Non è la prima volta che il Piper è al centro di provvedimenti della Questura: negli ultimi anni la discoteca aveva già ricevuto diverse chiusure temporanee a causa di episodi di risse e aggressioni avvenuti alle porte del locale.

Il patron: le uscite di sicurezza sempre attive

Il patron del Piper, Marco Bornigia, è amareggiato.Hanno contestato a livello urbanistico la presenza di due bagni in più che ci sono sempre stati – precisa – Le uscite di sicurezza, come sempre erano attive e libere. E stanotte non avevamo un pienone. Aspettiamo di leggere tutti i verbali.
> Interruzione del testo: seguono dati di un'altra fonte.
PR #1411, opened 2022-08-12
hints about empty strings/lists

jvoigtlaender:
I noticed that things like `x ++ []` were already detected by hlint, but `x ++ ""` wasn't. So I went through the hints file and tried to add all meaningful variants of hints on empty strings/lists where one variant was "missing".

I actually didn't add all. In https://github.com/ndmitchell/hlint/blob/a62a3b56d7e76715633d266939f40ac9b2e94301/data/hlint.yaml#L629 there would have been altogether three variants to add.

Likewise in https://github.com/ndmitchell/hlint/blob/a62a3b56d7e76715633d266939f40ac9b2e94301/data/hlint.yaml#L834
In the latter case, I actually wondered (independently of the matter of strings vs. lists) why there aren't hints firing on `zip [] x` and `zip x []` (instead of just on `zip [] []`).

### DIFF
--- a/data/hlint.yaml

Qui lavorano decine si persone, valuteremo…“.

Chiusi altri tre club in via del Tritone

Nelle notti precedenti per motivi di sicurezza erano stati chiusi dalla Questura altri tre club in centro per l’assenza di estintori e porte anti panico sbarrate. I sigilli hanno riguardato tre locali in via del Tritone.

Da oltre un anno la Questura di Roma effettua controlli serrati nei locali della capitale, controlli che si sono accentuati dopo la tragedia di Crans Montana.

La nota del Piper

La proprietà del Piper Club ha anche inoltrato una nota in cui conferma “di aver ricevuto le prescrizioni delle autorità competenti” di stare “collaborando pienamente per chiarire ogni aspetto. La sicurezza del pubblico e del personale rappresenta da sempre la priorità assoluta del locale”.

In queste ore – si spiega – insieme ai nostri consulenti tecnici e legali, stiamo acquisendo e verificando tutta la documentazione necessaria e programmando gli interventi richiesti“. “Ulteriori aggiornamenti – conclude la nota – verranno forniti non appena completate le verifiche“.